◆ Material provided
=-=-=

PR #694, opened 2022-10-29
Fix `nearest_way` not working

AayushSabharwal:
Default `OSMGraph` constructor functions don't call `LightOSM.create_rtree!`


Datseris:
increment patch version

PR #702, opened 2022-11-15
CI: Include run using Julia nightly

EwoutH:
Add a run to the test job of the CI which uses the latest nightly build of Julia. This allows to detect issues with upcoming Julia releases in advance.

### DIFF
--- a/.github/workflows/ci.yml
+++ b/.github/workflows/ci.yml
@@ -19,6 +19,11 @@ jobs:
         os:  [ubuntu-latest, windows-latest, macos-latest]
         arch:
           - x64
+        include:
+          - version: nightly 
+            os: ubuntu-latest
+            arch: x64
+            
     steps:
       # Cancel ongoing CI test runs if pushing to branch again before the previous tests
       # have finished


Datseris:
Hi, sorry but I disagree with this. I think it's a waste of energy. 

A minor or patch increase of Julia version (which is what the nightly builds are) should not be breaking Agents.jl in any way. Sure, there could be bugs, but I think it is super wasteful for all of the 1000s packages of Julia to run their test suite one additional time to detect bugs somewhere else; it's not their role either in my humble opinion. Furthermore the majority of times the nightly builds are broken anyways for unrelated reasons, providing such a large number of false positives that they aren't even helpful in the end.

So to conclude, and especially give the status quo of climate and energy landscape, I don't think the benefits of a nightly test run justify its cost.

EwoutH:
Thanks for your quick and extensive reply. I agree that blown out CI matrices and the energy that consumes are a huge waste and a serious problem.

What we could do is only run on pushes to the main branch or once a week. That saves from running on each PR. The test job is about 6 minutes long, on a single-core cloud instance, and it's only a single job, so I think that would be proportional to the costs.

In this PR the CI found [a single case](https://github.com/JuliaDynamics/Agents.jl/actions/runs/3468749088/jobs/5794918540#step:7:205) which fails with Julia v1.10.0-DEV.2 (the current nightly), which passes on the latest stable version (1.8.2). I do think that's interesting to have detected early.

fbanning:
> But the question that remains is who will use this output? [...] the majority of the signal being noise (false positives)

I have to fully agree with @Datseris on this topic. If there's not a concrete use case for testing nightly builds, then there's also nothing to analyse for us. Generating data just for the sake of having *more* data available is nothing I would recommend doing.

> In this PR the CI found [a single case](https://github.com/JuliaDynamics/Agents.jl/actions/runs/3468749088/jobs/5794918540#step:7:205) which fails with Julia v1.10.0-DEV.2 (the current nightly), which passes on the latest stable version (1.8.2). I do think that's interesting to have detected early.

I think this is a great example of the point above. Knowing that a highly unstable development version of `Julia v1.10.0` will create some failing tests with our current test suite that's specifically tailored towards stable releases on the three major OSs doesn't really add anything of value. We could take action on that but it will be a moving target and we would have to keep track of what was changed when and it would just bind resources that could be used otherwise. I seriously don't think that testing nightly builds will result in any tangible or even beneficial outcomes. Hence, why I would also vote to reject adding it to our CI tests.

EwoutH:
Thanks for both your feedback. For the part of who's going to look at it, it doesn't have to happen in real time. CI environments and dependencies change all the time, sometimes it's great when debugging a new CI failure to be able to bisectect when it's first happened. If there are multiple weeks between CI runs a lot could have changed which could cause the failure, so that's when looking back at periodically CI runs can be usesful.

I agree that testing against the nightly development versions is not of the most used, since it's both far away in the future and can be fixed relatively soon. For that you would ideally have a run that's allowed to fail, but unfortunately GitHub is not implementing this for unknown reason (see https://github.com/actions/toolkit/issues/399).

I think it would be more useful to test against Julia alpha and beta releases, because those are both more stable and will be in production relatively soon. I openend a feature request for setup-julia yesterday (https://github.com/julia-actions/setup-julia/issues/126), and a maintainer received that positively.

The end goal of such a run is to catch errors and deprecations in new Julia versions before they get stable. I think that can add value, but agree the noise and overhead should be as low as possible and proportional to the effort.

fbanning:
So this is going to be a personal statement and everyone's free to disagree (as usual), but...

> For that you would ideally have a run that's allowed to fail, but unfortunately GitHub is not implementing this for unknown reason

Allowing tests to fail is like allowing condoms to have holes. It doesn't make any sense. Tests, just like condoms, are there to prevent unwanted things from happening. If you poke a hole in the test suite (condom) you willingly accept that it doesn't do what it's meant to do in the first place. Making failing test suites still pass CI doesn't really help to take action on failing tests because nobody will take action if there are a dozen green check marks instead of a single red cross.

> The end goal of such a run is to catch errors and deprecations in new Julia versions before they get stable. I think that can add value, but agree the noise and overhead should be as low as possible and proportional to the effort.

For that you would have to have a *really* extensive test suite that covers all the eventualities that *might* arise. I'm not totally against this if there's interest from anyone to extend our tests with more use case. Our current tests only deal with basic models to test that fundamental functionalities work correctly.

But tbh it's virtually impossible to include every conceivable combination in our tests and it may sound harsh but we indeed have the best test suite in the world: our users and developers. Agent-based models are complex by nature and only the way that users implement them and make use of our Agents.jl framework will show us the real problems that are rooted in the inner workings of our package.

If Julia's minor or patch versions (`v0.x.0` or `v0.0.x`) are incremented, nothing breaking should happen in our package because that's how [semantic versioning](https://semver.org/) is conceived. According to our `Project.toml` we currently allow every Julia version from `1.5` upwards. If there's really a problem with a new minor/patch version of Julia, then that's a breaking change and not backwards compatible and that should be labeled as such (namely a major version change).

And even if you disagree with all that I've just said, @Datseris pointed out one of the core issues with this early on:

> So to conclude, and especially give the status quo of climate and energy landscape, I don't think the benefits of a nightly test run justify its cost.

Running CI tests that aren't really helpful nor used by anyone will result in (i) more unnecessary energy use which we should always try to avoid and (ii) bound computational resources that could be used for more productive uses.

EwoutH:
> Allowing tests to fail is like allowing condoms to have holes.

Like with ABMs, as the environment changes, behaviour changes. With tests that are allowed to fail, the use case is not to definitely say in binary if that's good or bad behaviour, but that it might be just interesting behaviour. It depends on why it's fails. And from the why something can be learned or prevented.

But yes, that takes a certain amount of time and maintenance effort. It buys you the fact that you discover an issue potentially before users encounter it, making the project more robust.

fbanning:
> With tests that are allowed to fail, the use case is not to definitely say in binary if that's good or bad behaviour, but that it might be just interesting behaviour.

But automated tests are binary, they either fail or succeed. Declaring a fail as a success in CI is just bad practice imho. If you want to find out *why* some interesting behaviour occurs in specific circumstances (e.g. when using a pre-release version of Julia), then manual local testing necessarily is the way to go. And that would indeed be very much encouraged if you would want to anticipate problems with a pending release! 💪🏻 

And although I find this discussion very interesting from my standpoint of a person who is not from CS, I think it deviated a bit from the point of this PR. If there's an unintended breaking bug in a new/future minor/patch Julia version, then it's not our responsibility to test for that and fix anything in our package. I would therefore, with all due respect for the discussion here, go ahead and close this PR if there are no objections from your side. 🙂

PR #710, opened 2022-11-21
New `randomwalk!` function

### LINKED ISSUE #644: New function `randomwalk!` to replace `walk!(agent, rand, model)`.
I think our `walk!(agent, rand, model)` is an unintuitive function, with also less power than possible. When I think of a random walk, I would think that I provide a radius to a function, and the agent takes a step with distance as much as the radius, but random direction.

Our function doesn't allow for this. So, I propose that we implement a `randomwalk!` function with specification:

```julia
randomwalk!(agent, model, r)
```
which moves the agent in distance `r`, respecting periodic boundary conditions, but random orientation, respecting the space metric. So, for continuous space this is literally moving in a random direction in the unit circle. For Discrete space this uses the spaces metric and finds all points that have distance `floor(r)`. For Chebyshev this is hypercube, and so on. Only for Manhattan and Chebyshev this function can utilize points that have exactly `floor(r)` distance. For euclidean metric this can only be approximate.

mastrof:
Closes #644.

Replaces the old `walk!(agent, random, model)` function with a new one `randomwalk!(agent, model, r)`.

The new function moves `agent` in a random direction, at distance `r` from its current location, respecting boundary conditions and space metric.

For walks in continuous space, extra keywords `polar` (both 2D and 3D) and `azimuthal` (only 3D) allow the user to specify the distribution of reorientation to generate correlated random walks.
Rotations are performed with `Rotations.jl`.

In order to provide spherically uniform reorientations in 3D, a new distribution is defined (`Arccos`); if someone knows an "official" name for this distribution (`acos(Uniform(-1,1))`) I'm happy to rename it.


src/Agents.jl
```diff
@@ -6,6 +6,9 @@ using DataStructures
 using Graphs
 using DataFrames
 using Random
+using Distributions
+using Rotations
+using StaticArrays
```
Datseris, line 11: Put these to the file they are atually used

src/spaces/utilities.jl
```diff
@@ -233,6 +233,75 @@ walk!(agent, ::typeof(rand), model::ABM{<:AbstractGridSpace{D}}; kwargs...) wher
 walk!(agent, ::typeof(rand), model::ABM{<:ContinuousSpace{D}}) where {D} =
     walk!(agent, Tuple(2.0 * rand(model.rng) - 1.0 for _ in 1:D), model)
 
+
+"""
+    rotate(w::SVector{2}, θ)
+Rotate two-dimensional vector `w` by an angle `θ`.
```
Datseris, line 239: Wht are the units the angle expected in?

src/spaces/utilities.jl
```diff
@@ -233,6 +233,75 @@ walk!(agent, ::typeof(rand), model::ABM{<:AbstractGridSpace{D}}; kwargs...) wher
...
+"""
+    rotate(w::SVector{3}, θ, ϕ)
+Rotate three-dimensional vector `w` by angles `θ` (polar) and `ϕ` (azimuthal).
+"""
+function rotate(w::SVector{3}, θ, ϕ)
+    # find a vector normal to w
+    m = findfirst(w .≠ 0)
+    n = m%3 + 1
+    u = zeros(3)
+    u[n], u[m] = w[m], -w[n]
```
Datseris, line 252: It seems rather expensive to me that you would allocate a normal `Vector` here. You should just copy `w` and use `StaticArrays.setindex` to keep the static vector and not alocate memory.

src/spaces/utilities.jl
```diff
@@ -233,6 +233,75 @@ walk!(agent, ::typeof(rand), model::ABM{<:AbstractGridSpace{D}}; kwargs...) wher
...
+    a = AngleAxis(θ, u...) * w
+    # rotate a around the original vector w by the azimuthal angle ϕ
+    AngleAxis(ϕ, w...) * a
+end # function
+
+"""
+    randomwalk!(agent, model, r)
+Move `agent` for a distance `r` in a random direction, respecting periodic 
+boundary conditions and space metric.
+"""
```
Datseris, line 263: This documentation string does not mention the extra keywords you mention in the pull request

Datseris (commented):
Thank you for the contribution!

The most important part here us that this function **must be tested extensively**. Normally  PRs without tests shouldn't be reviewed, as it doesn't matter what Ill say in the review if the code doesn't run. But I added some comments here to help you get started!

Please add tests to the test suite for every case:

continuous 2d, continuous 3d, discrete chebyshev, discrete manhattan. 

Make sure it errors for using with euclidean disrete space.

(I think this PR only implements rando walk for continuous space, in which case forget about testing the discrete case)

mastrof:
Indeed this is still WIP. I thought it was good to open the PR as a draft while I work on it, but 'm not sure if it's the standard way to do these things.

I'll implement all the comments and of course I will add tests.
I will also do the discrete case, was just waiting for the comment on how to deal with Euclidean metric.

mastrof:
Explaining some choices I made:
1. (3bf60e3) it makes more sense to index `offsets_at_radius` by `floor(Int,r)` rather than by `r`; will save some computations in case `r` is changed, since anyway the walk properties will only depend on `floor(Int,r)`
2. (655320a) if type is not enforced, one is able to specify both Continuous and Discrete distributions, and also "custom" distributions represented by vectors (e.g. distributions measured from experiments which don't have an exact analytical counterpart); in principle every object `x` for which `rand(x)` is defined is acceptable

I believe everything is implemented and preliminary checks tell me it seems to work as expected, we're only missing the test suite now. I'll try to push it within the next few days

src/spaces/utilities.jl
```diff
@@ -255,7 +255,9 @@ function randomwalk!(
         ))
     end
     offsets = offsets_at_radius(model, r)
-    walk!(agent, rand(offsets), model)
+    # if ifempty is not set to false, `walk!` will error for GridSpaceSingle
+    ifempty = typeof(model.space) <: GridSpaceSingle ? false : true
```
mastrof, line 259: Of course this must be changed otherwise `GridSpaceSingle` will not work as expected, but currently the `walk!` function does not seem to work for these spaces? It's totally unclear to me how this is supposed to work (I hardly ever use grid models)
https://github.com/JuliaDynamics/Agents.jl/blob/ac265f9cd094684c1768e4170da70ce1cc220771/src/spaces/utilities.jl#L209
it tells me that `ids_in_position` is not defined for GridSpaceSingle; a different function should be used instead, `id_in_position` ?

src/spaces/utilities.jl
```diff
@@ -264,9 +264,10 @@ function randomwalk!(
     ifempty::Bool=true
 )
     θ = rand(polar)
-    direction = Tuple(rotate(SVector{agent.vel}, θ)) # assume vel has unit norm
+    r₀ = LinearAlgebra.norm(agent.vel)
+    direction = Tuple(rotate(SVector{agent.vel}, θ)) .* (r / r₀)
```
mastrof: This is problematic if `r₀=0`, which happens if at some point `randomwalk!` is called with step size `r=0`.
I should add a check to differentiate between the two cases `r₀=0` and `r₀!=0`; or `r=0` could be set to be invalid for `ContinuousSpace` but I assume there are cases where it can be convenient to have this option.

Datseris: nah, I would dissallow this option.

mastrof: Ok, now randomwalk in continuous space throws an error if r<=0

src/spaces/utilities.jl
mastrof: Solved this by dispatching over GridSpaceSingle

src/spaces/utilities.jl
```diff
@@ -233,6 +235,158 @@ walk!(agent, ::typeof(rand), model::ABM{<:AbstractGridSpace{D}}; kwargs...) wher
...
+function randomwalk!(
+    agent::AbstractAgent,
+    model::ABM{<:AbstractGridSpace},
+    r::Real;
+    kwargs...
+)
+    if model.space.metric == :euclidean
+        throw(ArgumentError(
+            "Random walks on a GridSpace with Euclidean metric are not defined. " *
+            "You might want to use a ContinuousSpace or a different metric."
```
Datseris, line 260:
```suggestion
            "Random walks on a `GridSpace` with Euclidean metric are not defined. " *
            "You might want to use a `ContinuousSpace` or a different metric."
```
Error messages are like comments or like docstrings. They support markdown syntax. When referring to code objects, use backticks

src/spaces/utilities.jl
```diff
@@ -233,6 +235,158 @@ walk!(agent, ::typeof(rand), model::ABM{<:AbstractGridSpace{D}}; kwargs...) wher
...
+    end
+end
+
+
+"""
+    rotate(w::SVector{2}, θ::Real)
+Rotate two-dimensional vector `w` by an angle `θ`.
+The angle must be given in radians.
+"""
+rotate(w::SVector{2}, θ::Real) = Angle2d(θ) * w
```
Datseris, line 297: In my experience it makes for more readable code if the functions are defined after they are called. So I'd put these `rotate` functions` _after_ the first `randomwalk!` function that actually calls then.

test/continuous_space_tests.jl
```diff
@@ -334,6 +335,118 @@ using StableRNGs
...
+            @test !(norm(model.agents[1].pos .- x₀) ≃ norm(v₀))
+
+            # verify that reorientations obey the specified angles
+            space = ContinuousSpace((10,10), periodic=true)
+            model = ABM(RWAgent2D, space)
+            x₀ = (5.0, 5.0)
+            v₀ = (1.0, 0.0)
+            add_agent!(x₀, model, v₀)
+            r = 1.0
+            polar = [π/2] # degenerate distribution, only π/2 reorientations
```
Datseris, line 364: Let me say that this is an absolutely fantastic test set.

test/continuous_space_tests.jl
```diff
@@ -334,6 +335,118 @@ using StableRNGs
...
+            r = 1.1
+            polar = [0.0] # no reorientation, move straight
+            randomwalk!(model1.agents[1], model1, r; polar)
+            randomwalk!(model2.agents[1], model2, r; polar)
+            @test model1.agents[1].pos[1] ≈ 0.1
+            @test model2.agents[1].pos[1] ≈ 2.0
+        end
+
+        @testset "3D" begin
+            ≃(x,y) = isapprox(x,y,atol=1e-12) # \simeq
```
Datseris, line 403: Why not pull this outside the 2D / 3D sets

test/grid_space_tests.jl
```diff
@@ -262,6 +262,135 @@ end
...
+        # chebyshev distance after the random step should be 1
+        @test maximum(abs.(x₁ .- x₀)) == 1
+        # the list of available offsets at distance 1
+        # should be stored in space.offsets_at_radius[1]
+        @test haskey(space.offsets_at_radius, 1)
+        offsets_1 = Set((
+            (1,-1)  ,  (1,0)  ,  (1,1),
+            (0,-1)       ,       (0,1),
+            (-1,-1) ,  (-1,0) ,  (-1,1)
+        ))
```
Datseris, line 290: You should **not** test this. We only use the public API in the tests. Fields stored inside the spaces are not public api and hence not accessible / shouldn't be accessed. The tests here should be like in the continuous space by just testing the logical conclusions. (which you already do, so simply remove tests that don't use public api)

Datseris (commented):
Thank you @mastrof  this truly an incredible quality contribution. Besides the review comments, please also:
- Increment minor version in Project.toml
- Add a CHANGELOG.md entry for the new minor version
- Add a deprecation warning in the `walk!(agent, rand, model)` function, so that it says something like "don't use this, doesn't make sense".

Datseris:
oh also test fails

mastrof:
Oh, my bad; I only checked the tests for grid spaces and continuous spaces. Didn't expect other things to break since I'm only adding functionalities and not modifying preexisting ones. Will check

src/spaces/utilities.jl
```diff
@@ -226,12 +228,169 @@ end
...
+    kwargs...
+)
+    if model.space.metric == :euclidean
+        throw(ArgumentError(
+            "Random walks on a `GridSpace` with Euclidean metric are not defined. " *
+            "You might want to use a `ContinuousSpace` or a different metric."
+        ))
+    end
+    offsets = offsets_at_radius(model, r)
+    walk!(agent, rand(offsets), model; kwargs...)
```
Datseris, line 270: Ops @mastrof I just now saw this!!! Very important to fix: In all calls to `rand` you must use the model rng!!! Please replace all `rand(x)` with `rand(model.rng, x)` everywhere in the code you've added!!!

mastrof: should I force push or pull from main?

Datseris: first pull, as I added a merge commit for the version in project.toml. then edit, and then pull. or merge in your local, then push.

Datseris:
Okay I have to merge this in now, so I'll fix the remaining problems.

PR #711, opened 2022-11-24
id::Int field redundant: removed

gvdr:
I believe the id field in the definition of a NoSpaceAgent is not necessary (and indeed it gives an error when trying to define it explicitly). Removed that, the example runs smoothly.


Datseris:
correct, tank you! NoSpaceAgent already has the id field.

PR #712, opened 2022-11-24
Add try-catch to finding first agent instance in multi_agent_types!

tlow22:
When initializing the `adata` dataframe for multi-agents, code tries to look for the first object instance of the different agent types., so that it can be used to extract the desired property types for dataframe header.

=-=-=

Only lines that include "seems" belong in the answer; copy all of them from the listing.

Datseris, line 252: It seems rather expensive to me that you would allocate a normal `Vector` here. You should just copy `w` and use `StaticArrays.setindex` to keep the static vector and not alocate memory.
I believe everything is implemented and preliminary checks tell me it seems to work as expected, we're only missing the test suite now. I'll try to push it within the next few days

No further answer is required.